# Symbole erstellen



## Jackster (15. August 2004)

Hallo.

Weiß jemand von euch wie man qualitativ hochwertige Symbole erstellt? (vorallem mit welchem Programm?)

Würd sowas in der Art suchen:
Link 


Gebraucht wird das ganze für ne Navigation einer Website.



MfG Jackster


----------



## Clubkatze (15. August 2004)

Also generell kannst du sowas mit Photoshop oder Illustrator oder ähnlichem erstellen. Was sich auch anbieten würde ist dies hier: http://www.axialis.com/


----------



## Jackster (15. August 2004)

Weißt du wie das geht?

Mich würde vorallem interessieren wie man so "glatte" Grafiken erstellen kann.


----------



## Jackster (17. August 2004)

Weiß niemand wie das geht?

Ist dringend.


----------



## Neurodeamon (17. August 2004)

Symbole / Iconen (Icons) werden in 99% der Fälle mit einem Vektorprogramm erstellt (z. B. Illustrator, CorelDraw, Freehand, etc.) und erst anschließend in andere Formate konvertiert.

Auf die Schnelle wird Dir niemand helfen können - zumindest nicht erklären wie man das macht, denn hier braucht man Erfahrung. Wenn Du Glück hast, ist jemand bereit das für Dich zu erledigen (ob mit oder ohne Bezahlung hängt vom Spaß- und Freizeitfaktor der Person ab  )

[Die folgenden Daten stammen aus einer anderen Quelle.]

PR #677, opened 2022-06-16
remove sodium oxide

conorbros:
Replaced with https://github.com/RustCrypto/AEADs

### DIFF
--- a/shotover-proxy/Cargo.toml
+++ b/shotover-proxy/Cargo.toml
@@ -68,11 +68,12 @@ crc16 = "0.4.0"
 ordered-float = { version = "3.0.0", features = ["serde"] }
 
 #Crypto
-sodiumoxide = "0.2.5"
 rusoto_kms = "0.48.0"
 rusoto_signature = "0.48.0"
 csv = "1.1.6"
 strum_macros = "0.24"
+chacha20poly1305 = "0.9.0"
+rand_core = "0.6"
 
 [dev-dependencies]
 rayon = "1.5.1"
--- a/shotover-proxy/Cargo.toml
+++ b/shotover-proxy/Cargo.toml
@@ -72,7 +72,7 @@ rusoto_kms = "0.48.0"
 rusoto_signature = "0.48.0"
 csv = "1.1.6"
 strum_macros = "0.24"
-chacha20poly1305 = "0.9.0"
+chacha20poly1305 = { version = "0.9.0", features = ["std"] }
 generic-array = { version = "0.14", features = ["serde"] }
 
 [dev-dependencies]
--- a/shotover-proxy/Cargo.toml
+++ b/shotover-proxy/Cargo.toml
@@ -73,6 +73,7 @@ rusoto_signature = "0.48.0"
 csv = "1.1.6"
 strum_macros = "0.24"
 chacha20poly1305 = "0.9.0"
+generic-array = { version = "0.14", features = ["serde"] }
 
 [dev-dependencies]
 rayon = "1.5.1"
--- a/shotover-proxy/Cargo.toml
+++ b/shotover-proxy/Cargo.toml
@@ -73,7 +73,6 @@ rusoto_signature = "0.48.0"
 csv = "1.1.6"
 strum_macros = "0.24"
 chacha20poly1305 = "0.9.0"
-rand_core = "0.6"
 
 [dev-dependencies]
 rayon = "1.5.1"
--- a/shotover-proxy/src/transforms/protect/crypto.rs
+++ b/shotover-proxy/src/transforms/protect/crypto.rs
@@ -14,7 +14,7 @@ use sqlparser::ast::Value as SQLValue;
 #[derive(Serialize, Deserialize)]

Naja, für Anfänger tun es die Wing-/Webdings(2) von Micro$oft auch


----------



## greynox (18. August 2004)

Seit gerüßt Leute,
hier hab ich vieleicht was dir weiter hilft ein "Tutorial",  es kommt dem schon nahe was du suchts also: Look at this. 

Hochachtungsvoll
greynox


----------



## Jackster (18. August 2004)

danke greynox 

@Neurodeamon: danke für den Tipp,is schonmal ein anfang,weil ich hab nicht gewusst welches Progg sich am besten dafür eignet.


----------